The only experience is with my Kubota M7040 rated @ 68hp, using an old JD MO-CO 926 with flail conditioner, 9'9" cut. My tractor pulls it, but it's all it wants. I did pretty good in 90 day old hermothia, but when I got to the lower places where the grass was old, (as in probably 8 or 9 months, due to being a wet summer & the ground was too wet for the hay to dry) I was down in 2nd, and a couple times 1st gear.
I'd suggest you check with the manufacturer of the mower for the HP they suggest.


----------



## darwood (Jun 7, 2010)

I have a NH 617 mower which is 9 foot something mounted on a kmc caddy.

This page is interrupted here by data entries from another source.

PR #189, opened 2023-02-10
Rankings and Stats UI changes

caseyswilliams:
- Added deep linking capability (if redirected to login when clicking a link, will redirect to original link after login)
- Made Rankings and Stats route params match state of page, so that when changing params the route is updated, allowing for deep linking to any given state as well as browser navigation (back, forward)
- Added a "selected player" concept to ranking, a ranking that will always show even if outside the page range. Will show as first row of table if rank is above what is visible on the page, last row if rank is below. Selected player row also has a button to jump to the page the selected player appears on. Currently selected player is just the logged in player, but could easily be expanded to allow selecting a different player. I left this out for now because the ranking page is public and the player search functionality isn't.


UT4MasterServer.Web/src/routes.ts
```diff
@@ -4,7 +4,8 @@ import { adminGuard, privateGuard, publicGuard } from './route-guards';
 export const routes: RouteRecordRaw[] = [
   // Secure Pages
   {
-    path: `/Stats/:accountId?`,
+    name: 'Stats',
+    path: `/Stats/:window?/:accountId?`,
```
timiimit, line 8: I think this should be swapped, so that just having account id in url is possible.
```suggestion
    path: `/Stats/:accountId?/:window?`,
```

timiimit (approved):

I can pull it through bermuda grass with a NH tn65 no problems. The key is to get the weight off the tractor. Plus the tractor is 2wd with no loader or cab. Granted, I mostly pull the mower with my larger tractor, but before I bought the bigger tractor I just used the smalled one.


----------



## blueriver (Oct 19, 2009)

I use the Frontier DM 1160 ... I believe its 7'10 cut and is rated for 40 hp. It is 6 disc, in thick conditions of Bermuda I have to shift down with 43hp ... when its one my 55 hp it handles it very well.


----------



## tnwalkingred (Jun 8, 2010)

I have a JD5210 which is rated at around 45hp. I own a Vicon CM2400 mower and use the 5210 to pull it. It works great and I have not had any trouble with it at all. It is a six disk mower and is over a 7' cut. When the mower is raised up on the three point hitch you knows its there but I wouldn't say it's un-safe. I'm sure a larger tractor would be better however it does everything I need it to do. I cut over 200 acres last year with the tractor and mower. I can't speak to how it would handle a different type of mower but I can say your tractor would handle my mower without any trouble at all. Since the Vicon has three blades on each disk instead of two it's possible it makes cutting a little easier. Just my two cents worth.

--Kyle


----------



## RockmartGA (Jun 29, 2011)

tnwalkingred said:


> Since the Vicon has three blades on each disk instead of two it's possible it makes cutting a little easier.
> --Kyle


I used to have a Vicon and always thought it allowed me grab an extra gear (or two...). Don't understand why other manufacturers haven't adopted that design.


----------



## kyfred (Dec 23, 2009)

We have a M5030SU 4WD Kubota. 50 hp. I run a Krone Easy Cut 243 S 7ft 10in cut. Most of our hayfields are steep. The tractor runs the mower as fast as I want to go. I have to watch raising the cutter bar when it is on the lower side of the tractor, would have to watch that even with a bigger tractor. It does a good job. As with any mowers a larger tractor will do better with a disc mower, but my little Kubota is paid for.


----------



## Hand&Hand Farms (Feb 5, 2011)

It should run a 6 disc just fine.


----------



## 2350 jd (Mar 19, 2012)

Been using a 2350 JD for years with cm2400 vicon now, cm 240 before, both 6 disc cutters 3 blade heads good match for the hp in coastal, running 4th, 5th gear another disc would be a little much when crop good in my opinion. 56 hp tractor.


----------



## rjmoses (Apr 4, 2010)

RockmartGA said:


> I used to have a Vicon and always thought it allowed me grab an extra gear (or two...). Don't understand why other manufacturers haven't adopted that design.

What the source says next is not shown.